[Task details] Could you set down the full listing, unchanged?

--- Available records Enclosed Below ---

PR #595, opened 2022-05-23
JavaScript backend improvements

WilliamRagstad:
Further development on the JavaScript backend.
Changed method to only compile and generate expression based JS code.

## Added
* `--js-target [web|node|=generic]` flag that import different pre-written JS intrinsic used by the compiler
* Support for the spread operator for iterators (`[...value]`)
* Pattern matching
* Inline (flatten) nested block expressions
* Compile block expressions to IIFE when needed
* Support for recursive lets
* Support for references

## Changed
* Removed statements AST and replaced with expression alternatives (if-else -> ternary)
* Replaced `var` with `let` in generated code (use latest ES6 syntax, `var` also doesn't bind to scope)


stdlib/javascript/intrinsics.mc
```diff
@@ -0,0 +1,59 @@
...
+        args = args,
+        curried = true
+      }
+    else -- No arguments, return the function itself
+      JSEMember {
+        expr = JSEVar { id = runtime },
+        id = name
+      }
+
+let optimizedOpIntrinsic : Name -> Const -> String -> [JSExpr] -> ([JSExpr] -> JSEBinOp) -> JSExpr =
```
larshum: This signature does not type-check. The `JSEBinOp` is not a type, but an instance of `JSExpr`.

larshum: Also, you could use `getConstStringCode 0 c` from `MExprPrettyPrint` to get a `String` representing the name of the intrinsic. I think this is preferable since right now you're essentially defining a custom pretty-printing of the constants when calling this function.

stdlib/javascript/intrinsics.js
```diff
@@ -0,0 +1,34 @@
...
+  ne: lhs => rhs => lhs !== rhs,
+  lt: lhs => rhs => lhs < rhs,
+  le: lhs => rhs => lhs <= rhs,
+  gt: lhs => rhs => lhs > rhs,
+  ge: lhs => rhs => lhs >= rhs,
+  // and: lhs => rhs => lhs && rhs, // Unused
+  // or: lhs => rhs => lhs || rhs,  // Unused
+  // not: lhs => !lhs,              // Unused
+  neg: lhs => -lhs,
+  // abs: lhs => Math.abs(lhs),     // Unused
```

--- End of Enclosed Available records ---

[Answer space]
PR #595, opened 2022-05-23
JavaScript backend improvements

WilliamRagstad:
Further development on the JavaScript backend.
Changed method to only compile and generate expression based JS code.

## Added
* `--js-target [web|node|=generic]` flag that import different pre-written JS intrinsic used by the compiler
* Support for the spread operator for iterators (`[...value]`)
* Pattern matching
* Inline (flatten) nested block expressions
* Compile block expressions to IIFE when needed
* Support for recursive lets
* Support for references

## Changed
* Removed statements AST and replaced with expression alternatives (if-else -> ternary)
* Replaced `var` with `let` in generated code (use latest ES6 syntax, `var` also doesn't bind to scope)


stdlib/javascript/intrinsics.mc
```diff
@@ -0,0 +1,59 @@
...
+        args = args,
+        curried = true
+      }
+    else -- No arguments, return the function itself
+      JSEMember {
+        expr = JSEVar { id = runtime },
+        id = name
+      }
+
+let optimizedOpIntrinsic : Name -> Const -> String -> [JSExpr] -> ([JSExpr] -> JSEBinOp) -> JSExpr =
```
larshum: This signature does not type-check. The `JSEBinOp` is not a type, but an instance of `JSExpr`.

larshum: Also, you could use `getConstStringCode 0 c` from `MExprPrettyPrint` to get a `String` representing the name of the intrinsic. I think this is preferable since right now you're essentially defining a custom pretty-printing of the constants when calling this function.

stdlib/javascript/intrinsics.js
```diff
@@ -0,0 +1,34 @@
...
+  ne: lhs => rhs => lhs !== rhs,
+  lt: lhs => rhs => lhs < rhs,
+  le: lhs => rhs => lhs <= rhs,
+  gt: lhs => rhs => lhs > rhs,
+  ge: lhs => rhs => lhs >= rhs,
+  // and: lhs => rhs => lhs && rhs, // Unused
+  // or: lhs => rhs => lhs || rhs,  // Unused
+  // not: lhs => !lhs,              // Unused
+  neg: lhs => -lhs,
+  // abs: lhs => Math.abs(lhs),     // Unused
```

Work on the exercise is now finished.